ITM’s 15 Grand Ambitions

  1. Integrate a large part of its public health education and research in a “Global Network of Public Health Schools”, including the long-standing partners in Africa, Asia and South America with which we share the principles of Primary Health Care and Health Care for All.
  2. Enrich its educational offer with online and blended master- and expert courses, including biomedical and clinical degrees.
  3. Develop a “Wikitropica” in which it extends and shares its knowledge on tropical diseases with the world wide scientific community.
  4. Reinforce its interdisciplinary capacity to investigate and fight epidemics of tropical and infectious diseases world-wide, as well as the consequences of ecological, socio-economic and demographic transitions.
  5. Acquire interdisciplinary capacity to investigate and help controlling world-wide resistance against anti-infectious drugs.
  6. Develop and deploy innovative control strategies against sleeping sickness that bring into sight the elimination of this disease in Central Africa.

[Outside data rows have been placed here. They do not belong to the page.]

PR #1421, opened 2024-04-21
enable the "user.command_client" tag for "neovim" app

saidelike:
Pushing this file only to allow others to beta test the already packaged cursorless for neovim from https://github.com/hands-free-vim/talon.nvim/tree/beta without having to add the file manually.

Note that the app is "neovim" so it won't trigger any side effect with community which uses the "vim" app only. And the "neovim" app is only defined in https://github.com/hands-free-vim/neovim-talon so it is safe to merge now imho.

NOTE: the apps/vscode/command-client might have to move outside of the "vscode" app since it is now for other apps but it can be moved in a later PR.

### DIFF
--- a/apps/vscode/command_client/neovim.py
+++ b/apps/vscode/command_client/neovim.py
@@ -1,0 +1,18 @@
+from talon import Context, actions
+
+ctx = Context()
+
+ctx.matches = r"""
+app: neovim
+"""
+
+ctx.tags = ["user.command_client"]
+
+
+@ctx.action_class("user")
+class VimActions:
+    def command_server_directory() -> str:
+        return "neovim-command-server"
+
+    def trigger_command_server_command_execution():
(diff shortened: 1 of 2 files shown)


apps/vscode/command_client/neovim.py
```diff
@@ -0,0 +1,18 @@
+from talon import Context, actions
+
+ctx = Context()
+
+ctx.matches = r"""
+app: neovim
```
knausj85, line 6: Is this app already defined somewhere that I missed?

pokey:
@saidelike I think the plan is to close this PR and just fold it into talon.nvim, where the `neovim` app is currently defined. Correct?

apps/vscode/command_client/neovim.py
saidelike: It is only defined in neovim-talon atm.

PR #1422, opened 2024-04-22
micro-optimization for dictation_insert

rntz:
We avoid needing to peek left if both:

1. The string being inserted never needs space before it (eg: it is a period).
2. The string being inserted does not change under auto-capitalization.

This PR extends condition (2) to include the case where `auto_cap = False` has been passed, so we are not doing auto-capitalization at all.


pokey (approved):
Seems reasonable to me, tho I haven't tested it locally and I can't claim to be completely familiar with the formatter code

PR #1423, opened 2024-04-25
Fix upper case executable name

tankorsmash:
A change somewhere along the way made paths consistently lowercase on Windows, so this allows Windows Terminal to be once again detected!


auscompgeek (changes requested):
This needs to be case-insensitive to be compatible with current public Talon.

tankorsmash:
Could you clarify what change you'd like to see? Is there a way I can make this work with the public version without leaving it broken for the beta branch?

If relevant, Windows can run `GiT.exe` `NvIM.exe` etc without issue!

nriley:
Sorry, thought I had committed this change, but apparently not. You can see backwards-compatible fixes in https://github.com/nriley/talon_community/commit/a274e1224b00522f0165f928e2545b266684a656..

nriley:
Several months have gone by and I still failed to merge my changes. I will do that today.

PR #1424, opened 2024-04-28
Add helper to go to the middle of a line

jaresty:
Adds a line command `go mid` which is similar to vim's `gm` command and moves the cursor to the middle of the line.


core/edit/edit.talon
```diff
@@ -185,3 +185,5 @@ redo that: edit.redo()
 # Save
 file save: edit.save()
 file save all: edit.save_all()
+
+go mid: user.go_mid()
```
fidgetingbits, line 189: There is "go top" and "go bottom" which are file commands, so "go mid" could be interpreted as file or line in. The existing line commands are "go line start | head" and "go line start | tail", so I would be tempted to make this "go line mid"? Suppose you could do "go line mid | mid"? However, my only hesitation with using "mid" on its own is that there is https://github.com/talonhub/community/blob/5ebcea7e662f86eb076ac595fc7d58e242fb6822/plugin/mouse/mouse.talon#L23, "mid click"... I've used "click" as an alternative for "touch" before, so this would then conflict with "mid click".

fidgetingbits (changes requested):
Good idea. Mostly ok with it, but a couple small suggestions.

core/edit/edit.talon
jaresty: What do you think about making "go" optional? `[go] line mid`?

fidgetingbits: Ya I think that'd be fine

jaresty: updated - thanks for the feedback!

fidgetingbits (approved):

PR #1425, opened 2024-04-29
Adds additional helpers for refactoring to intellij

jaresty:
this pull request adds commands to go to a line and search for some text and immediately perform an action on that. it makes it very simple to operate on words that you can see without having access to cursorless. This is very helpful in intellij since you don't have cursorless. It also expands on existing refactoring commands by adding specific ones for things like renaming and quick fixing.


fidgetingbits (approved):

phillco (approved):
lgtm, it would be cool if more of these were behind a generic tag across multiple editors but since this pattern matches the existing code there's no need to do that in this change.

Curious about the DFA impact on `<number> <user.text>` since they are both large captures, but we can address that afterwards if it ends up being a problem. Can't assume relative line numbers so we need the larger number capture, and text is useful because IntelliJ will fuzzy match things like came case.

PR #1427, opened 2024-05-01
Allow formatting of abbreviations

jaresty:
- All abbreviations are currently lowercase
- It is useful to be able to add them with formatting
- This makes it possible


knausj85:
Just FYI, the casing of abbreviations is wholly determined by the contents of the csv at the moment. If you define eg. 

TEST,stupid test

it'll output TEST.

My only real concern is a lot of the formatters don't really make sense for abbreviations (smash, camel, snake, dotted etc) at first glance, so this may end up defining a lot of potentially questionable commands that might result in more conflicts?

jaresty:
I'm aware that the casing is determined by the csv. The current default csv includes many abbreviations that are traditionally cased differently, so this seems like it was intended to be used this way? Consider "wip". I have the need to use abbreviations with different casing for variable names in code, so I would like this to work.

fidgetingbits:
I think this is possibly duplicate (and more limited) behaviour of PR #636 which looks like it could be pushed along instead? fwiw I haven't tested either PR to confirm, as I'm just poking around on mobile, so maybe missing something.

jaresty:
🤔 maybe so. Unfortunately it seems that that pull request has conflicts now, so I'm not really sure how to push it forward.

fidgetingbits:
> 🤔 maybe so. Unfortunately it seems that that pull request has conflicts now, so I'm not really sure how to push it forward.

np. I'll take a look to see if I can sort it out.

AndreasArvidsson:
We discussed this in the community meet up. You should probably use the capture `<user.formatters>` instead of the list. Also we feel that we should probably move abbreviation and this new command to `text.talon`.

nriley (approved):

PR #1428, opened 2024-05-03
Fix window maximize not being preserved when moving screen

reecpj:
Now windows maximized on the source screen get properly maximized on the dest screen


knausj85 (approved):

knausj85:
This works well as-is on windows, thanks! MacOS uses a separate property called fullscreen, but it seems we can't programmatically set the window rect when in fullscreen. 

As such, I am going to merge this as-is.

Issue #2146, opened 2026-02-22
Clean up terminal/shell tags


nriley:
There are a number of commands in tags/terminal/terminal.py that are shell rather than terminal commands; these should be separated as there are multiple terminals that support different types of shell (e.g. cmd.exe vs PowerShell vs a Linux shell with Windows Terminal, or even just different shells on Linux or macOS). Consider refactoring these so there doesn't need to be a 1:1 relationship between shell and terminal emulator.

@chdoc wanted me to tag him on this…

PR #2156, opened 2026-03-13
Refactor file_manager tag implementation for shells to use a common base implementation

alexander-clarke:
Currently when we implement file manager for terminals there is a lot of repeated code. I have factored this out so that most of the implementation is inside of terminal.py, and to implement it in a new terminal you just need to set how to get the current path. As an example I have implemented this in gnome. 

I could refactor existing terminals as there is then a lots of code that can be deleted, but that could be a separate pull request.

Could end up relating to https://github.com/talonhub/community/issues/2146 But I'm not sure if there are yet any plans on how things might look different


tags/terminal/terminal.py
```diff
@@ -30,3 +33,36 @@ def terminal_rerun_search(command: str):
 
     def terminal_kill_all():
         """kills the running command"""
+
+
+@ctx.action_class("user")
+class TerminalActions:
+    # user.file_manager
```
AndreasArvidsson, line 52: remove commented code

Issue #2143, opened 2026-02-20
TODO comments


FireChickenProductivity:
Compilation of todo comments. 
- [ ] require tags for https://github.com/talonhub/community/blob/3ed8732fa6ae622a9e04b37d4e9191749277fd49/apps/1password/1password_global.talon#L1
- [ ] # in german version TODO: differentiate languages, https://github.com/talonhub/community/blob/3ed8732fa6ae622a9e04b37d4e9191749277fd49/apps/adobe/adobe_acrobat_reader_dc_win.py#L28 zoom_in, zoom_out actions
- [ ] # TODO: mac context and implementation: https://github.com/talonhub/community/blob/3ed8732fa6ae622a9e04b37d4e9191749277fd49/apps/adobe/adobe_acrobat_reader_dc.py#L15
- [ ] # TODO: fit this to terminal.py https://github.com/talonhub/community/blob/3ed8732fa6ae622a9e04b37d4e9191749277fd49/apps/apple_terminal/apple_terminal.py#L5
- [ ] # TODO: explain https://github.com/talonhub/community/blob/3ed8732fa6ae622a9e04b37d4e9191749277fd49/apps/apple_terminal/apple_terminal.talon#L18, above tag(): tags. This might have meant explaining tag(): user.file_manager
- [ ] # TODO: mac implementation, https://github.com/talonhub/community/blob/3ed8732fa6ae622a9e04b37d4e9191749277fd49/apps/calibre/calibre_viewer.py#L18
- [ ] # TODO: mac context, https://github.com/talonhub/community/blob/3ed8732fa6ae622a9e04b37d4e9191749277fd49/apps/calibre/calibre.py#L19
- [ ] # todo: these commands should only be available when it's focused: https://github.com/talonhub/community/blob/3ed8732fa6ae622a9e04b37d4e9191749277fd49/apps/eclipse/eclipse_win.py#L129 before `def find_toggle_match_by_case():`
- [ ] #TODO: should this be added to linecommands? https://github.com/talonhub/community/blob/3ed8732fa6ae622a9e04b37d4e9191749277fd49/apps/eclipse/eclipse.talon#L142 before the `copy line down` and `copy line up` commands. 
- [ ] # TODO: handle corner-cases like key(" ") and key("ctrl- "), etc. in https://github.com/talonhub/community/blob/3ed8732fa6ae622a9e04b37d4e9191749277fd49/apps/emacs/emacs.py#L64 `def emacs_key(keys: str):`
[...]

PR #2157, opened 2026-03-14
Remove todo comments

FireChickenProductivity:
Removes todo comments, which are now documented here: #2143


apps/windows_terminal/windows_terminal.py
```diff
@@ -151,18 +146,16 @@ def split_clear():
 
     def split_clear_all():
         """Clears all splits"""
-        # TODO: decide whether to implement it at all since it either doesn't makes sense or closes the window/whole tab
+        pass
```
AndreasArvidsson: Please remove the entire function instead

PR #2160, opened 2026-03-17
Use same Python version as public Talon for pre-commit

FireChickenProductivity:


auscompgeek (commented):
Do any of our pre-commit tools depend on their runtime version to determine what version of Python to target? I would've thought the only tool that'd affect is `black`, but only as a fallback when it's not configured, which it is:

https://github.com/talonhub/community/blob/92bc38e155366fd519c6a1cc67b070bf02274fea/pyproject.toml#L1-L2

My concern here (which I think I brought up last time this was proposed) is this would unnecessarily force contributors to have a `python3.11` installed when they otherwise wouldn't.

PR #2166, opened 2026-03-28
Mode indicator show and hide

FireChickenProductivity:
The `mode indicator hide` command forces the indicator to be hidden regardless of the `user.mode_indicator_show` setting. The `mode indicator show` command forces the indicator to be hidden regardless of the `user.mode_indicator_show` setting. If neither command was used this session, the setting decides if the indicator is shown. I implemented this using an enum to keep track of these possible states.


plugin/mode_indicator/mode_indicator.py
```diff
@@ -8,6 +10,18 @@
 canvas: Canvas = None
 current_mode = ""
 current_microphone = ""
+
+
+class VisibilityMode(Enum):
```
AndreasArvidsson: Feedback from session: Which should probably just make an optional boolean.

plugin/mode_indicator/mode_indicator.py
```diff
@@ -222,6 +243,21 @@ def poll_microphone():
         update_indicator()
 
 
+@mod.action_class
+class Actions:
+    def mode_indicator_show():
```
AndreasArvidsson: Replace these functions with a single optional  boolean action

PR #2171, opened 2026-03-29
Migrate block comment commands to actions

FireChickenProductivity:
Migrate block comment commands to use actions. I fixed one of the commands not always making the comment on a single line as a side effect of the snippet migration. 

The differences between these commands are not very clear from the names. There is stuff to improve here, but I would prefer to make this PR just a migration.


lang/tags/comment_block.py
```diff
@@ -14,22 +16,46 @@
...
         """Block comment end syntax"""
 
+    def code_block_comment_line(text: Optional[str] = None):
+        """Wraps current line in block comment markers. Puts `text` between them if given"""
+        actions.edit.line_start()
+        actions.user.code_comment_block_prefix()
+        actions.key("space")
+        if text is not None:
+            actions.insert(text)
+        actions.edit.line_end()
```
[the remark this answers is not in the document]
FireChickenProductivity: This is no longer even relevant

auscompgeek:
Is the plan to convert these to snippets in a follow up PR?

FireChickenProductivity:
> Is the plan to convert these to snippets in a follow up PR?

There are no followup plans yet. Suggestions are welcome. This PR is mostly to satisfy an ancient todo comment.

nriley (changes requested):
From the community backlog session — makes sense as a first step, migrating the implementations from voice commands to actions. Could you please rename all the new actions to start with `code_block_`? Also for the actions that include a new optional argument, can you use snippet insertion or a single `insert` to insert both the comment delimiters and contents in a single action? Thanks!

FireChickenProductivity:
> From the community backlog session — makes sense as a first step, migrating the implementations from voice commands to actions. Could you please rename all the new actions to start with `code_block_`? Also for the actions that include a new optional argument, can you use snippet insertion or a single `insert` to insert both the comment delimiters and contents in a single action? Thanks!

What about instead using `code_comment_block` as the action prefix to be consistent with the original actions?

FireChickenProductivity:
There was no clear way to do the c like block comment insertion in a single insert without changing behavior. We may want to leave updating that one for a snippet migration follow up.

core/snippets/snippets_insert.py
```diff
@@ -70,6 +70,12 @@ def compute_snippet_body_with_substitutions(
     snippet: Snippet, substitutions: dict[str, str]
 ) -> str:
     body = snippet.body
+    return compute_snippet_body_with_substitutions_from_body(body, substitutions)
+
+
+def compute_snippet_body_with_substitutions_from_body(
+    body: str, substitutions: dict[str, str]
```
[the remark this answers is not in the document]
FireChickenProductivity: This is currently completely irrelevant

lang/tags/comment_block.py
```diff
@@ -14,22 +16,54 @@
...
+    def code_comment_block_line():
+        """Wraps current line in block comment markers"""
+        actions.edit.line_start()
+        actions.user.code_comment_block_prefix()
+        actions.key("space")
+        actions.edit.line_end()
+        actions.key("space")
+        actions.user.code_comment_block_suffix()
+
+    def code_comment_block_at_line_start(text: str):
```
nriley: From the Community Backlog session — don't think that `code_comment_block_at_line_start` and `code_comment_block_at_line_end` need to be migrated into individual actions.

lang/tags/comment_block.py
```diff
@@ -14,22 +16,54 @@
...
+        actions.edit.line_start()
+        actions.user.code_block_comment_inline(text)
+
+    def code_comment_block_at_line_end(text: str):
+        """Inserts a block comment at the end of the line"""
+        actions.edit.line_end()
+        actions.user.code_block_comment_inline(text)
+
+    def code_block_comment_inline(text: str):
+        """Inserts an inline block comment at the end of the line with the specified text"""
```
nriley:
```suggestion
        """Inserts an inline block comment at the cursor position with the specified text"""
```

lang/tags/comment_block.py
```diff
@@ -14,22 +16,54 @@
...
+        """Inserts a block comment at the start of the line"""
+        actions.edit.line_start()
+        actions.user.code_block_comment_inline(text)
+
+    def code_comment_block_at_line_end(text: str):
+        """Inserts a block comment at the end of the line"""
+        actions.edit.line_end()
+        actions.user.code_block_comment_inline(text)
+
+    def code_block_comment_inline(text: str):
```
nriley: Please make `text` optional to match `code_comment_block`.

nriley (changes requested):

lang/tags/comment_block.py
FireChickenProductivity: I updated the comment. I do not think we need to spell out that it inserts the comment at the cursor.

lang/tags/comment_block.py
FireChickenProductivity: How would that work? How do we move the cursor in between the comment suffix and prefix if they are inserted through actions?
I could try convoluted workarounds, but we might want to leave that for the snippet migration.

FireChickenProductivity:
This now changes the lua snippet for block comments to be consistent with the rest by creating an inline comment. I should probably update breaking changes before merge but want feedback first. I created a separate snippet for multiline block comments so that lua could override the block comment action to use that instead. Is that an acceptable solution to minimize disruption for lua programmers?
I would appreciate suggestions on what the spoken form should be for the multiline block comment snippet.

FireChickenProductivity:
Are my changes to the snippet code acceptable? (I am waiting for feedback before testing more thoroughly)

nriley (changes requested):
Plan for snippet phrases:
`commentBlock.snippet: inline comment`
`commentMultilineBlock.snippet: block comment`

core/snippets/snippets_insert.py
```diff
@@ -69,17 +74,23 @@ def insert_snippet_with_stop_at_the_end(body):
 def compute_snippet_body_with_substitutions(
     snippet: Snippet, substitutions: dict[str, str]
 ) -> str:
-    body = snippet.body
+    return compute_snippet_text_with_substitutions(snippet.body, substitutions)
+
+
+def compute_snippet_text_with_substitutions(
+    text: str, substitutions: dict[str, str]
```
nriley: Add the snippet name as an optional argument such that it can be returned in error messages instead of the snippet body. Also:

```suggestion
    body: str, substitutions: dict[str, str]
```

nriley (changes requested):

core/snippets/snippets_insert.py
```diff
@@ -45,6 +46,11 @@ def insert_snippet_by_name_with_phrase_and_stop_at_end(name: str, phrase: str):
         body = get_snippet_body_by_name_with_phrase_substitutions(name, phrase)
         insert_snippet_with_stop_at_the_end(body)
 
+    def insert_snippet_with_substitutions(body: str, substitutions: dict[str, str]):
```
nriley:
```suggestion
    def insert_snippet_body_with_substitutions(body: str, substitutions: dict[str, str]):
```

core/snippets/snippets_insert.py
```diff
@@ -67,17 +73,29 @@ def insert_snippet_with_stop_at_the_end(body):
 def compute_snippet_body_with_substitutions(
```
nriley:
```suggestion
def expand_snippet_with_substitutions(
```

core/snippets/snippets_insert.py
```diff
@@ -67,17 +73,29 @@ def insert_snippet_with_stop_at_the_end(body):
...
     snippet: Snippet, substitutions: dict[str, str]
 ) -> str:
-    body = snippet.body
+    return compute_snippet_text_with_substitutions(
+        snippet.body, substitutions, snippet.name
+    )
+
+
+def compute_snippet_text_with_substitutions(
```
nriley:
```suggestion
def expand_snippet_body_with_substitutions(
```

nriley (changes requested):

nriley (approved):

  7. Research preventive therapy, social dimensions, functional cure and co-infection dynamics as new steps in the clinical management and the global control of HIV/AIDS.
  8. Develop innovate treatments and diagnostics for multi-resistant tuberculosis.
  9. Contribute significantly to the world-wide elimination of malaria.
  10. Acquire innovative insights in the cellular and molecular biology and transmission dynamics of trypanosomes, leishmania, plasmodium, schistosoma, taenia, mycobacteria and arboviruses.
  11. Develop new diagnostic methods for bacterial blood infections, haemorrhagic viruses, sexually transmitted infections and neglected tropical diseases.
  12. Develop innovative approaches for the assessment and optimization of complex health interventions.
  13. Consolidate its position as an international top centre of medical care and clinical research.
  14. Bring its partnerships in the South fully in a new era “beyond aid”.
  15. Update and optimise its supporting structures, processes and operations.